Trick question. There are no good aotos. I've tried a dozen or so over the years, and gave them all up. There's a reason they're cheap compared to other stones........


----------



## panda (Nov 9, 2016)

Haha I didn't say it sucks, just wasnt for me. Lol!! I don't like red aoto either. I had a really good vintage blue aoto, hard stone with very little impurities which is not common for aoto.

Best aoto I tried was called a 'san aoto' tiny stone, I figured it was like a center cut filet of aotos cause it was super pure and clean, feedback was silky smooth around 4-5k edge.


----------



## Asteger (Nov 9, 2016)

'Aoto' just means 'blue stone' and so going by that the name's used flexibly. However, when people talk of 'aoto' the stones are usually grey, so I've long had a theory that the name was borrowed in the Kyoto area from actual blue stones from other parts of Japan which had a similar fineness to the stones that came to be known as 'aoto' more generally. Just my theory and have no evidence, and perhaps the other stones were found later not before. Kaisei, Aizu, Ikarashi from farther north are all blue-ish - could be others too - and have a similar general fineness to other aoto.
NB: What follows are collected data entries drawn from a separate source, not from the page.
PR #4139, opened 2016-12-27
fixes #17853 - resolve ips in interface scope

timogoebel:
`to_ip_address` should be executed in nic's scope, not in host's scope. This refactors the resolving into a class and adds some tests.
I saw the issue using Discovery when changing the provision interface to a bond (e.g. provision a discovered host, create a new bond interface and set it as managed, primary and provisioning; save the host).

### DIFF
--- a/app/models/host/managed.rb
+++ b/app/models/host/managed.rb
@@ -912,20 +912,9 @@ class Host::Managed < Host::Base
     result
   end
 
-  # converts a name into ip address using DNS.
-  # if we are managing DNS, we can query the correct DNS server
-  # otherwise, use normal systems dns settings to resolv
   def to_ip_address(name_or_ip)
-    return name_or_ip if name_or_ip =~ Net::Validations::IP_REGEXP
-    if dns_record(:ptr4)
-      lookup = dns_record(:ptr4).dns_lookup(name_or_ip)
-      return lookup.ip unless lookup.nil?
-    end
-    # fall back to normal dns resolution
-    domain.resolver.getaddress(name_or_ip).to_s
-  rescue => e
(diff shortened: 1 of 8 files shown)


dLobatog:
[test foreman]
[test katello]

timogoebel:
Rebased to fix the test failures.

app/models/host/managed.rb
```diff
@@ -912,22 +912,6 @@ def recreate_config(only = nil)
     result
   end
 
-  # converts a name into ip address using DNS.
-  # if we are managing DNS, we can query the correct DNS server
-  # otherwise, use normal systems dns settings to resolv
-  def to_ip_address(name_or_ip)
```
tbrisker, line 918: Should we deprecate this first in case some plugin uses it? I didn't find any that does but there may one.

tbrisker:
@timogoebel Looks good in general, just one comment/question inline.

app/models/host/managed.rb
timogoebel: @tbrisker : Thanks for reviewing. I don't think, this is necessary. But it's easily done. Let me know and I'll get started.

dLobatog: Yeah - please do it with Foreman::Deprecation. It shouldn't take much time & we ensure nothing breaks for sure. Maybe some test in some plugin indirectly relies on this, we'd rather not break anything without warning.

timogoebel: Done, thanks @tbrisker and @dLobatog.

tbrisker:
Thanks @timogoebel!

Usually aoto will be from the Tanba area to the west of Kyoto City and from various mines there, all closed now I think - probably a while ago. There are names of different areas/villages which were used for the mines, although with lots of aoto from there you never can be sure where they've come from. There are similar other stones from other places too around the country which look like Tanba aoto. Generally they're layered stones but not very abrasive, so used by sharpening along the layers (perpendicular) not with the layers. Because of this, it's easy to encounter hard bits that are exposed and make the stone cr*p. There are different characteristics and aoto can range from medium-medium to finer-medium, and can be softer or harder. People on KKF often term them as 'pre-finishers' but they have a reputation for being the 'kings' of kitchen knives, meaning that good aoto should be ideal for finishing your knives off, and I tend to agree. 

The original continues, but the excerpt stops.